An intrinsic room-temperature half-metallic ferromagnet in a metal-free PN2 monolayer

Abstract

In spintronics, the embodiment of abundance availability, long spin relaxation time, complete spin-polarization and high Curie temperature (T_C) in intrinsic metal-free half-metallic ferromagnets (MFHMFs) are highly desirable and challenging. In this work, employing density functional theory, we first propose a dynamically, thermally, and mechanically stable two-dimensional (2D) intrinsic MFHMF, i.e. a MoS₂-like PN₂ monolayer, which possesses not only completely spin-polarized half-metallicity, but also an above-room-temperature T_C (385 K). The half-metallic gap is calculated to be 1.70 eV, which can effectively prevent the spin–flip transition caused by thermal agitation.

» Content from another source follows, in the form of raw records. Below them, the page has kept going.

PR #1872, opened 2024-09-10
fix: remove teams call for beta project list

oddgrd:
## Description of change

The teams feature is disabled on the beta platform, so we get a 404 if we try to call that endpoint.

Tested in beta dev environment.

### DIFF
--- a/cargo-shuttle/src/lib.rs
+++ b/cargo-shuttle/src/lib.rs
@@ -2703,19 +2703,22 @@ impl Shuttle {
         println!("{}", "Personal Projects".bold());
         println!("{projects_table}\n");
 
-        let teams = client.get_teams_list().await?;
+        if !self.beta {
+            let teams = client.get_teams_list().await?;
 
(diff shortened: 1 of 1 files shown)


cargo-shuttle/src/lib.rs
```diff
@@ -2703,19 +2703,22 @@ impl Shuttle {
...
+
+            for team in teams {
+                let team_projects_table = if self.beta {
+                    let team_projects =
+                        client.get_team_projects_list_beta(&team.id).await?.projects;
+                    project::get_projects_table_beta(&team_projects, table_args.raw)
+                } else {
+                    let team_projects = client.get_team_projects_list(&team.id).await?;
+                    project::get_projects_table(&team_projects, table_args.raw)
+                };
```
jonaro00, line 2717: inner branch can be flattened, or not :man_shrugging:

jonaro00 (approved):

PR #1875, opened 2024-09-11
feat: beta models update, fix tables and prints

jonaro00:


common/src/lib.rs
```diff
@@ -176,10 +176,11 @@ impl DatabaseInfo {
 
 /// Holds the data for building a database connection string on the Beta platform.
 #[derive(Debug, Clone, Serialize, Deserialize)]
+#[typeshare::typeshare]
 pub struct DatabaseInfoBeta {
     engine: String,
     role_name: String,
-    role_password: Secret<String>,
```
oddgrd, line 182: There is a risk that we expose it with the debug impl if we remove Secret. maybe create a custom impl? I assume the removal is to make it usable with typeshare/console.

oddgrd (approved):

The mechanism of magnetism in the PN₂ monolayer is mainly derived from the p electron direct exchange interaction that separates from usual d-state magnetic materials. Moreover, the robustness of the ferromagnetism and half-metallicity is observed against an external strain and carrier (electron or hole) doping. Surprisingly, electron doping can effectively increase the Curie temperature of the PN₂ monolayer. The proposed research work provides an insight that PN₂ can be a promising candidate for realistic room-temperature metal-free spintronic applications.